PR #215, opened 2021-09-23
Allow customizing RPC request method

bnjmnt4n:

Feature.

RPC function calls are made only using `POST`.

## What is the new behavior?

Users can customize the HTTP request type to ~~`GET` or~~ `HEAD`. This allows for selecting the count of rows in a function call returning a table without selecting any data with the `HEAD` request type and `count` option.

## Implementation Notes

- I made use of `Object.entries`, but if there's any browser compatibility requirements I can just revert to a `for`-`in` loop.
  - This also required editing the `tsconfig.json` to recognize newer ES methods
- I also didn't account for the edge case where an array parameter is passed with a `GET`/`HEAD` request. Seems like there are two possible usages of this: https://postgrest.org/en/v8.0/api.html#calling-functions-with-array-parameters and https://postgrest.org/en/v8.0/api.html#calling-variadic-functions and I'm not sure behaviour which to prefer.

### DIFF
--- a/src/PostgrestClient.ts
+++ b/src/PostgrestClient.ts
@@ -49,20 +49,17 @@ export default class PostgrestClient {
    *
    * @param fn  The function name to call.
    * @param params  The parameters to pass to the function call.
+   * @param head  When set to true, no data will be returned.
    * @param count  Count algorithm to use to count rows in a table.
-   * @param method  The HTTP request method the query is sent with.
-   *                "HEAD"/"GET" queries will invoke the function in a read-only transaction.
-   *                "HEAD" can be used with `count` to get the number of rows in a table
-   *                without returning any data.
    */
   rpc<T = any>(
     fn: string,
     params?: object,
     {
-      method = 'POST',
+      head = false,
       count = null,
     }: {
-      method?: 'POST' | 'GET' | 'HEAD'
+      head?: boolean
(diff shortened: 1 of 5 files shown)


soedirgo:
Thanks for the PR! Somehow I forgot to support `HEAD` for `rpc`.

For `HEAD`, I think it's better to follow how it's done for `select` instead: https://github.com/supabase/postgrest-js/blob/5e332bf65910134885c4e34e20758164694bcdb6/src/lib/PostgrestQueryBuilder.ts#L22-L31
Looking at the docs, it doesn't seem like there's anything `GET` does that `POST` can't do, and sending params as request body is cleaner (URL has length limit and all that), so supporting `GET` probably isn't necessary.

bnjmnt4n:
One case I could think of (although certainly niche) is that service workers are unable to cache POST requests.

soedirgo:
Hmm yeah, I don't have anything against it but maybe best to leave it out until there's a feature request for it.

bnjmnt4n:
@soedirgo updated! I guess it's good to avoid unnecessary complexity until it's really required, and this does have more consistency with `select`.

soedirgo (approved):

bnjmnt4n:
Should I send a corresponding PR to integrate this into `supabase-js`?

soedirgo:
Yes please, that'd be rad 🙏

──────

What you are asked to do: The answer should consist solely of the lines from the first line above through the one with "- This also", both included, repeated exactly.

Solution for this exercise:
PR #215, opened 2021-09-23
Allow customizing RPC request method

bnjmnt4n:

Feature.

RPC function calls are made only using `POST`.

## What is the new behavior?

Users can customize the HTTP request type to ~~`GET` or~~ `HEAD`. This allows for selecting the count of rows in a function call returning a table without selecting any data with the `HEAD` request type and `count` option.

## Implementation Notes

- I made use of `Object.entries`, but if there's any browser compatibility requirements I can just revert to a `for`-`in` loop.
  - This also required editing the `tsconfig.json` to recognize newer ES methods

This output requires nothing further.